THE PROBLEM =
Lines to restate from the data below: from the one containing "nilsnolde: you could" to the one containing "kevinkreiser: yep no worries fine here", both included. Give them again exactly, and only them.

Data items:
···
PR #4489, opened 2024-01-03
Nn matrix geometry try2

cvvergara:
Removing warnings from merged branch nn-matrix-geometry
(see #4435 )


kevinkreiser:
can you keep the headers private? id rather not expand the libraries public api

cvvergara:
I get you, I will start all over and leave the header problems to another PR

cvvergara:
hmm, I will not move them to valhalla/tyr first to see if it works

cvvergara:
@kevinkreiser  tyr headers are now in src/tyr directory

src/tyr/route_serializer.cc
```diff
@@ -5,7 +5,7 @@
 
 #include "midgard/encoded.h"
 #include "midgard/util.h"
-#include "route_serializer_osrm.cc"
+#include "route_serializer_osrm.h"
```
nilsnolde, line 8: yeah, so much nicer to look at:)

src/tyr/route_summary_cache.h
```diff
@@ -1,3 +1,5 @@
+#ifndef VALHALLA_TYR_ROUTE_SUMMARY_CACHE_H_
+#define VALHALLA_TYR_ROUTE_SUMMARY_CACHE_H_
 #pragma once
```
nilsnolde, line 3: shouldn't `pragma once` be enough here? I thought it's properly supported by most toolchains by now?

valhalla/tyr/serializer_constants.h
```diff
@@ -1,3 +1,6 @@
+#ifndef VALHALLA_TYR_ROUTE_SERIALIZER_CONSTANTS_
+#define VALHALLA_TYR_ROUTE_SERIALIZER_CONSTANTS_
+#pragma once
```
nilsnolde, line 3: same here

nilsnolde (commented):
I guess you hardly changed anything in `route_serializer` & `route_summary_cache` other than splitting them?

src/tyr/route_summary_cache.h
cvvergara: `pragma once` is not standard

nilsnolde (dismissed):
LGTM

valhalla/tyr/serializer_constants.h
nilsnolde: let's just remove those `pragma once` then

nilsnolde (approved):

PR #4490, opened 2024-01-04
fiddling with tar_index test failures

kevinkreiser:
we have a long standing issue with the tar_index test which fails randomly on osx and arm. i'm going to play around with trying to fix it.. more to come later


nilsnolde:
Got on intel OSX and ran this test 100 times in a loop, didn't fail once.. Is anything manipulating the utrecht tar in some other test, so parallel execution might be a problem? I did run `check` a few times as well, but didn't get any failure either..

nilsnolde:
Coincidentally we havent' seen such a failure in > 1 week and quite a few builds.. :man_shrugging:

kevinkreiser:
we should merge this, it is a bug in our test configuration. i cant explain how it would cause the issue we have, it doesnt seem enough but i havent had time to try to reproduce it and we may as well get this small fix

kevinkreiser:
> so parallel execution might be a problem
yes the problem has to be something due to timing

nilsnolde:
go for it. it's weird that there's times when it's not failing for weeks, and then it's failing randomly here and there for 1-2 weeks, and again pause for weeks. :shrug:

PR #4491, opened 2024-01-04
Add time zone info to `/route` and `sources_to_targets` responses

### LINKED ISSUE #4241: timezone info in response `date_time`

chrstnbwnkl:
# Issue

Fixes #4241 

Adds `time_zone_offset` and `time_zone_name` fields to `/route` and `/sources_to_targets` responses while preserving the output in `date_time` output fields. 

## Tasklist

 - [x] Add tests

## Requirements / Relations


src/thor/route_action.cc
```diff
@@ -381,26 +381,28 @@ void thor_worker_t::path_arrive_by(Api& api, const std::string& costing) {
...
-      // back propagate time information
-      if (!destination->date_time().empty() &&
-          options.date_time_type() != valhalla::Options::invariant) {
-        auto origin_dt =
-            DateTime::offset_date(destination->date_time(),
-                                  reader->GetTimezoneFromEdge(temp_path.back().edgeid, tile),
-                                  reader->GetTimezoneFromEdge(temp_path.front().edgeid, tile),
-                                  -temp_path.back().elapsed_cost.secs);
-        origin->set_date_time(origin_dt);
+      auto out_tz = reader->GetTimezoneFromEdge(temp_path.back().edgeid, tile);
```
chrstnbwnkl, line 384: Previously, the `date_time` was only set on the first or last location (depending on whether or not `/date_time/type` was `ArriveBy`) and then propagated. Now, we also need to call `offset_date` on these to get the time zone information, since we cannot get time zone information in `worker.cc` where `date_time` is initially set on the first/last location.

test/gurka/test_matrix.cc
```diff
@@ -538,3 +538,123 @@ TEST(StandAlone, CostMatrixShapes) {
...
+gurka::map DateTimeTest::map = {};
+gurka::map DateTimeTest::map_tz = {};
+
+TEST_F(DateTimeTest, DepartAt) {
+  rapidjson::Document res_doc;
+  std::string res;
+  {
+    auto api = gurka::do_action(valhalla::Options::sources_to_targets, map_tz, {"A", "G"}, {"A", "G"},
+                                "auto",
+                                {{"/prioritize_bidirectional", "true"},
```
chrstnbwnkl, line 591: We're only testing `costmatrix` now because of a bug discovered in `timedistancematrix` that causes the timezone info of the last found source to be set on all source locations.

CHANGELOG.md
```diff
@@ -68,6 +68,7 @@
    * ADDED: find connection on backward search for bidir matrix algo [#4329](https://github.com/valhalla/valhalla/pull/4329)
    * FIXED: Fix segfault in OSRM serializer with bannerInstructions when destination is on roundabout [#4480](https://github.com/valhalla/valhalla/pull/4481)
    * CHANGED: Adujustment of walk speed when walking on slight downhill [#4302](https://github.com/valhalla/valhalla/pull/4302)
+   * ADDED: find connection on backward search for bidir matrix algo [#4491](https://github.com/valhalla/valhalla/pull/4491)
```
nilsnolde, line 71: not quite the right description ;)

chrstnbwnkl: Oops lol

test/gurka/test_matrix.cc
nilsnolde: I like the tests. It's a lot but it's very easy to follow and we won't get failures in some opaque functions

test/gurka/test_matrix.cc
```diff
@@ -538,3 +538,123 @@ TEST(StandAlone, CostMatrixShapes) {
...
+      |          |
+      C          D
+      |          |
+      ~          ~
+      |          |
+      |          |
+      E          F
+      |          |
+      G----------H
+    )";
```
nilsnolde, line 563: this is really good too! not sure we had any end-to-end test with timezones derived from a gurka map all the way to checking the date_time in the response

nilsnolde (dismissed):
since we had a few rounds before, this looks good to me:) let's show the others next week.

src/thor/route_action.cc
```diff
@@ -381,26 +381,28 @@ void thor_worker_t::path_arrive_by(Api& api, const std::string& costing) {
...
+      auto in_tz = reader->GetTimezoneFromEdge(temp_path.front().edgeid, tile);
+
+      // we add the timezone info if destination is the last location
+      // and add waiting_secs again from the final destination's datetime, so we output the departing
+      // time at intermediate locations, not the arrival time
+      if ((destination->correlation().original_index() == (options.locations().size() - 1) &&
```
kevinkreiser, line 390: since its only for the last location, any chance we could pull this special case outside the loop? no worries if its not ergonomic

chrstnbwnkl: I think the issue with that is that we use the `PathInfo`'s `edgeid` to get the time zone information here, is there a way to get that time zone information outside of the loop?

nilsnolde: you could get to it via the TripLeg in PBF, but honestly, that's more hassle than it's worth IMHO.

nilsnolde: wdyt @kevinkreiser ?

src/thor/route_action.cc
```diff
@@ -381,26 +381,28 @@ void thor_worker_t::path_arrive_by(Api& api, const std::string& costing) {
     if (temp_paths.empty())
       return false;
     for (auto& temp_path : temp_paths) {
-      // back propagate time information
-      if (!destination->date_time().empty() &&
```
kevinkreiser, line 385: because this is arrive_by we are certain there will always be a date_time on the destination?

src/thor/route_action.cc
kevinkreiser: yep no worries fine here

src/thor/route_action.cc
kevinkreiser: ah i see you have it for the regular locations just not the first one

nilsnolde (approved):
never mind the OSX failure, there's smth wrong with the mapmatch test here and there (or OSX/clang, which I don't trust anymore after the recent stunt..)

nilsnolde (approved):
we already reviewed this last week together in the PR meeting and chris addressed all comments.

should we merge?

kevinkreiser (approved):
···
YOUR SOLUTION =
nilsnolde: you could get to it via the TripLeg in PBF, but honestly, that's more hassle than it's worth IMHO.

nilsnolde: wdyt @kevinkreiser ?

src/thor/route_action.cc
```diff
@@ -381,26 +381,28 @@ void thor_worker_t::path_arrive_by(Api& api, const std::string& costing) {
     if (temp_paths.empty())
       return false;
     for (auto& temp_path : temp_paths) {
-      // back propagate time information
-      if (!destination->date_time().empty() &&
```
kevinkreiser, line 385: because this is arrive_by we are certain there will always be a date_time on the destination?

src/thor/route_action.cc
kevinkreiser: yep no worries fine here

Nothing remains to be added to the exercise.